WWDTD: What Would Donald Trump Do?
The WWDTD test on surveillance.
Published by The Lawfare Institute
in Cooperation With
I possess a strong civil libertarian streak, and as such, I'm naturally skeptical of government surveillance authorities in general and bulk authorities in particular. I donate to the ACLU Foundation and the EFF and volunteer my time to assist defendants in some cases and occasionally participate in amicus briefs. But I'm also a realist. I recognize that circumstances exist where targeted surveillance is not only appropriate but morally justified.
For example, I would have approved of the FBI's operation against Tor last year—used to bulk-identify drug dealers and pedophiles—had the FBI bothered to seek a Title III wiretap warrant instead of just taking advantage of Carnegie Mellon attacking Tor with federal funding. And I disagree with many of my colleagues about the changes to rule 41, which I believe to be absolutely necessary. I note with concern that the FBI very nearly lost the Silk Road case because they likely hacked a server without a warrant—a warrant they could easily get under the revised rule 41—and then appeared to lie about it in court. But for the fortunate incompetence and/or greed of the defense, critical evidence would likely have been suppressed by the court.
My test for surveillance authorities—especially bulk authorities and target selection—is bipartite and can be summarized as "WWJEHD" (What Would J Edgar Hoover Do) and "WWDGSED" (What Would the DGSE Do). The latter is a matter of reciprocity: what would our supposed "friends" (but sometimes opponents in matters of intelligence) do to us that we have already done to them? The WWDGSED test is why I worry about the NSA's SIGINT development activities. The NSA and GCHQ hacking of Belgacom and Gemalto invites the DGSE to hack AT&T and RSA for the very same reasons and using the same techniques.

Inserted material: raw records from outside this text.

PR #923, opened 2023-05-11
[Core] Add python conversion functions

### LINKED ISSUE #798: Provide C++ functions to expose objects to Python
## What

As a hybrid C++/Python host application author
I want functions to expose C++ `Manager`, `Context`, `LoggerInterface` ... objects to Python that were created in C++ (and vice versa?)
Because assets need to be queried and published in both languages sharing the same underlying OpenAssetIO state.

## Why

If a host application uses a compatible version of pybind11, then exposing a (bound) OpenAssetIO object to Python is fairly trivial (`pybind11::cast(...)` et al.).  However, we cannot rely on a host application using pybind11 (or a compatible version of it). In OpenAssetIO we deliberately hide the dependency on pybind11 as an internal tool, so it is not accessible directly through the OpenAssetIO library.

So we should expose functions whose only external dependency is CPython (`PyObject*` et al) and that will expose a C++-created `Manager` object (for example) to the host application's Python environment.

## Acceptance Criteria

* `exposeToPython`-like functions for all required cross-language objects (to be designed).
* Documentation examples updated.
* Integration tests added (OpenAssetIO-Test-CMake or otherwise).
* If `py::cast` fails, raise the string held in `PyErr` (no custom exception needed)
* The refcount strategy for the method is conceptually aligned with the CPython API usage.
* GIL is not acquired by the method (unless required by error handling etc).
* GIL and ref counting behaviour is documented as part of the method docs.
* Test lifetimes (including python derived class unowned in Python called from C++)
* Mis-matched casts raise appropriate non-pybind exception
* Converters do not assume ownership of the castee

## Notes

Workflow sketches required to figure out the API surface area, including which objects must be explicitly exposed by the host application.

elliotcmorris:
## Description

There is a need as a hybrid C++/Python host application author to convert types between an embedded python interpreter and a c++ context, as some hosts will want to do asset resolution in both languages, sharing the same configuration.

This adds two methods to python bridge, `castToPyObject` and `castFromPyObject` that facilitates this.

Prior, the way to do this was to do a pybind cast, which is what we do here behind the scenes, but by providing methods to raw CPython types, we eliminate the need to link against pybind for the consumer.

Closes #798 

~~[ ] I have updated all relevant user documentation.~~

### DIFF
--- a/RELEASE_NOTES.md
+++ b/RELEASE_NOTES.md
@@ -31,6 +31,11 @@ v1.0.0-alpha.xx
 
 ### Improvements
 
+- Added utility methods `castToPyObject` and `castFromPyObject` to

But the WWJEHD test gives me greater pause, as it should for others. External threats are bad, but inside threats are the most pernicious. Nearly any authority or capability presents at least some opportunity for abuse, and those authorities that operate without a judicial check or permit broad targeting are especially troublesome. It was only fifty years ago that J Edgar Hoover's FBI tried to blackmail Martin Luther King, using comparatively primitive surveillance tools. What could the next Hoover do wielding 702 authorities? Section 215-style metadata databases? The authorities contained in the British IP bill?
It gratifies me to see that Susan Hennessey—who comes from a substantially different background—struggles with the same concerns in a slightly different form: What would a bigoted demagogue (be it Trump or Le Pen) do?
Between Trump and Le Pen, when do we who advocate for robust nat sec have an obligation to consider tools in genuinely malevolent hands?
— Susan Hennessey (@Susan_Hennessey) December 8, 2015
These are the questions we should all be asking, and it is the balancing act we must perform against expanding surveillance capabilities. At the end of the day, who poses the greater threat to our democracy: a couple of terrorists with guns or Donald Trump with current US surveillance authorities?